Quick-paced, but still satisfyingly dedicating time to the characters at hand, the film is comparable to a rollercoaster ride through the job of an ambulance driver, with the camera often moving at a furious, off-kilter rate, and the film speed increased so as to parallel the way life passes you by. Cinematographer Robert Richardson ably handles the feat, and aiding it along is the rock soundtrack that is a strangely appropriate and stylistically brilliant. When the camera does stop for a breather, we get elongated, important takes that try to capture human nature, none more so than in a marvelous scene where Frank and Mary are sitting beside each other in the back of an ambulance, played to the enlightening song by 10,000 Maniacs, "These Are Days."
In the crucial role of Frank Pierce, Nicolas Cage has returned to the type of challenging roles he was taking in the mid-'90s, such as his Oscar-winning work in 1995's "Leaving Las Vegas." Choosing to work with a master such as Martin Scorsese (whose voice, along with that of Queen Latifah's, show up in cameos) was one of the best career moves Cage could have made, and his Frank is a man filled with interior conflict that we learn through his personality and ponderous narration.

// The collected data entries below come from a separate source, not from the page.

PR #250, opened 2023-02-23
Start FROST book 

mpguerra:
I just realised that in order to add the list of dependencies for audit, we first need to create the actual FROST book using `mdbook`. This PR does that.

## Testing

Run `mdbook build --open` and check that all linked in files render properly


dconnolly (approved):
Rendered and reviewed locally, looks good!

PR #256, opened 2023-02-28
rename DKG types

### LINKED ISSUE #255: Rename DKG types
Suggestion:

`keygen_round1()` -> `round1()`  and similars

`Round1Package` -> `round1::Package` and similars

Double check if that makes sense and rename them

conradoplg:
Closes #255 

Since `dkg.rs` are very similar between crates (just the ciphersuite "letter" changes, e.g. `<E>` or `<R>`), I changed `gendoc` to use the naive search & replace to generate the whole file for all ciphersuites instead of just copying the canonical documentation (which would require refactoring the functions in all files). At this point it should be called "gencode" or something but we can do that in a separate PR.

### DIFF
--- a/frost-core/src/frost/keys/dkg.rs
+++ b/frost-core/src/frost/keys/dkg.rs
@@ -21,83 +21,93 @@ use super::{
     VerifiableSecretSharingCommitment, VerifyingShare,
 };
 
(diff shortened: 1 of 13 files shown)


dconnolly (approved):
🎉

PR #260, opened 2023-03-02
renamed gendoc to gencode; make it unpublishable

### LINKED ISSUE #257: Rename gendoc and make it non-publishable
- Rename to `gencode` or come up with a better name, since it's no longer only about documentation
- Make it unpublishable, see https://doc.rust-lang.org/cargo/reference/manifest.html#the-publish-field so that we prevent it from publishing it accidentally

conradoplg:
Closes #257


dconnolly (approved):
🎉🎉🎉

PR #274, opened 2023-03-09
Rename clippy lint derive_hash_xor_eq

dconnolly:


conradoplg:
OK that worked :thinking: The remaining failure is fixed in #277

conradoplg (approved):

Issue #227, opened 2023-02-06
Change gendoc to put comments before #[derive]s


conradoplg:
Because it was simpler, `gendoc` currently copies comments right before the function, and after `#[derive]`s.

Change it so that comments are added before `#[derive]`s, which is more usual.

PR #277, opened 2023-03-10
move comment to make gencode work

conradoplg:
`gencode` does not currently support the documentation not being directly the declaration (i.e. before `#[derive]s`).

A comment was moved in one of the files which was making  `gencode` fail. This fixes that.

The proper fix is #227

### DIFF
--- a/frost-ed25519/src/lib.rs
+++ b/frost-ed25519/src/lib.rs
@@ -19,8 +19,8 @@ mod tests;
 /// An error.
 pub type Error = frost_core::Error<Ed25519Sha512>;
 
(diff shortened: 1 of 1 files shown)


conradoplg:
I'm admin-merging to unblock other stuff, this since it only moves a comment and the CI shows it works

dconnolly:
OH this was me! I'm sorry 🫣

conradoplg:
> OH this was me! I'm sorry 🫣

No worries! I was lazy when writing gencode. Fixed it for good in #280 and now we can have comments in the right places :rofl:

As his three main coworkers, John Goodman, Ving Rhames, and Tom Sizemore all show up for about a thirty-minute stretch each, and leave lasting impressions on the viewer, particularly Goodman, whose character of Larry, we sense, has more going on underneath than meets the eye. Additionally, Latino pop singer Marc Anthony shows up in a crucial supporting role and is outstanding as Noel, a repeat offender who gets himself into trouble on a daily basis, stemming from a hard drug he once took that left his mind altered.
The heart and soul of the film lies on Mary Burke, an ex-junkie who has straightened her life out in the last year and now wishes to rekindle her relationship with her father before he dies. Mary is played by Patricia Arquette, Cage's wife and an underrated actress in her own right, who gives a powerful, quietly shattering performance that is so much deeper on every level than in her other current film, "Stigmata." Arquette and Cage, who are working together for the first time, turn out to have a great deal more chemistry than expected, and even when you feel as if their relationship may not be one with romance, but simply compassion for each other, you find yourself desperately hoping for them to get together.
"Bringing Out the Dead" is a highly assured, meditative look on the fragility of life, and it also acts as both an intriguing guide into the profession of ambulance drivers, as well as the atmosphere within the walls of a hospital, which, from secondhand experience, is realistic in almost every one of its details. Returning to his New York roots after several years, Scorsese is near the top of his game, as he has crafted a truly powerful, delicately balanced motion picture of both real poignancy and humor. "Bringing Out the Dead" may not have the wide commercial prospects of, let's say, Cage's haphazard, but financially successful, 1997 action product, "Con Air," but is a remarkably superior creation. It's not too often that a film this innovative and emotionally gratifying is made, and it should be embraced.